Uitspraak
1.Procesverloop in cassatie
2.Beoordeling van het eerste cassatiemiddel
3.Beoordeling van het tweede cassatiemiddel
4.Beslissing
17 oktober 2023.
Hoge Raad
In deze zaak heeft de Hoge Raad op 17 oktober 2023 uitspraak gedaan in een cassatieprocedure tegen een beslissing van het gerechtshof Arnhem-Leeuwarden van 20 oktober 2021. Het beroep in cassatie is ingesteld door de betrokkene, die werd bijgestaan door advocaat J. Boksem. De advocaat-generaal B.F. Keulen heeft geconcludeerd tot verwerping van het beroep. De Hoge Raad heeft de klachten over de uitspraak van het hof beoordeeld en geconcludeerd dat deze klachten niet kunnen leiden tot vernietiging van de uitspraak.

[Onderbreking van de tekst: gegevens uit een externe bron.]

PR #4392, opened 2025-11-07
#4126 Script to clean up dns vendor accounts

### LINKED ISSUE #4126: Clean up Cloudflare accounts
### Issue description

Right now, every time we run the the dns prototype for creating a record (and an account and zone additionally if not yet created), we create an actually record in Cloudflare. There's also a number of existing accounts from when the prototype was initially set up.

Let's clean up unnecessary accounts (plus their zones and records). Note that not all accounts show up in the UI because of needing to be a member of each one to be viewable. All existing accounts will show up through hitting the `/accounts` api (though only by page).

We should also come up with a way to regularly clean up any created accounts going forward. This could involve either a script or a function that runs and deletes an account after we've created it and returned the desired data.

### Acceptance criteria

- [ ] Existing unnecessary accounts are removed (not sure any are necessary?)
- [ ] We have a means to delete accounts after they are no longer necessary

### Additional context

_No response_

### Links to other issues

_No response_

kimallen:
## Ticket

Resolves #4126

## Changes

- Adds a script with various ways to delete accounts. We can delete all, specific accounts by name or id, and "all except" by id

## Context for reviewers

Before mocking the apis, we were creating CF accounts from local dev every time we manually tested. This allows us to easily delete accounts as needed.

Once this is approved, I'll be able to actually delete the accounts. We can't actually delete any of the older accounts now until CF turns on some permissions temporarily, which I'll do as a next step.

## Setup

You will need to disable the mock apis to actually hit CF
    - in your `.env`, set `DNS_MOCK_EXTERNAL_APIS=False`
    - `docker compose stop app`
    - `docker compose build app`
    - `docker compose up app`

To test, check what you would delete by using the `--dry-run` arg with any of the other args
You could try actually deleting one of the random `account-*`. You will get a 404 for now because CF needs to turn on some permissions for any of our older accounts to actually access them for deleting.


abe-alam-ecs (approved):
Reviewed code. As I could not execute the commands (due to SSL issues), I had Erin run them for me. [See this slack thread](https://cisa-corp.slack.com/archives/C06K96473FA/p1762551773697499) for output.

There is one quirk, where Erin tried adding the same account id twice to see what happened and saw the script output this as 2 accounts. It should not affect anything as the ID is the same, but I'll leave this to Kim's discretion, whether it needs to be corrected or not. For the time being, I think it's more important that this script is accessible. 

LGTM!

kimallen:
> There is one quirk, where Erin tried adding the same account id twice to see what happened and saw the script output this as 2 accounts on the dry run. It should not affect anything as the ID is the same, but I'll leave this to Kim's discretion, whether it needs to be corrected or not. For the time being, I think it's more important that this script is accessible.

I believe if this was not a dry run, it would try to delete the account that was already deleted, so would return a 404 (or some sort of error response) since it no longer exists after the first one was deleted.

PR #4448, opened 2025-11-28
#4140: Check the database for an existing zone before checking CF [none]

### LINKED ISSUE #4140: Check the database for an existing zone before checking CF
### Sub-issue description

Right now, we find out if we have an existing account based on the zone name and account id by querying Cloudflare. Instead, now that we have the data stored in the db, check the database to see if the account already exists. If it does not, check CF. if it does not already exist, create the Cloudflare zone. If it does, save the data to the db.

### Acceptance criteria

- [ ] We check the db first to find the existing zones
- [ ] If the zone doesn't exist in the db, we check if it exists in cf, and if it does, we save the data in the db. If not, we create in CF and then save in db
- [ ] MockCloudflareService is updated as needed for the flow to work in local dev

### Additional context

_No response_

abe-alam-ecs:
## Ticket

Resolves #4140

## Changes

- Adds a method to check the db for an existing zone, called before checking cloudflare for the existing zone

Dit oordeel is niet gemotiveerd, omdat het niet nodig was om vragen te beantwoorden die van belang zijn voor de eenheid of ontwikkeling van het recht, zoals vermeld in artikel 81 lid 1 van de Wet op de rechterlijke organisatie.
Daarnaast is er een tweede cassatiemiddel ingediend, dat stelt dat de redelijke termijn, zoals bedoeld in artikel 6 lid 1 van het Europees Verdrag tot bescherming van de rechten van de mens, is overschreden. Dit middel is gegrond, maar leidt niet tot cassatie. De Hoge Raad heeft vastgesteld dat ook in de samenhangende strafzaak, die onder nummer 21/04444 in cassatie aanhangig is, de redelijke termijn is overschreden. De Hoge Raad heeft besloten dat het hof ‘s-Hertogenbosch zal beoordelen of deze overschrijding tot compensatie moet leiden. De Hoge Raad volstaat met de constatering dat de redelijke termijn is overschreden zonder verdere rechtsgevolgen aan deze constatering te verbinden.
Uiteindelijk heeft de Hoge Raad het beroep verworpen, waarmee de uitspraak van het gerechtshof in stand blijft.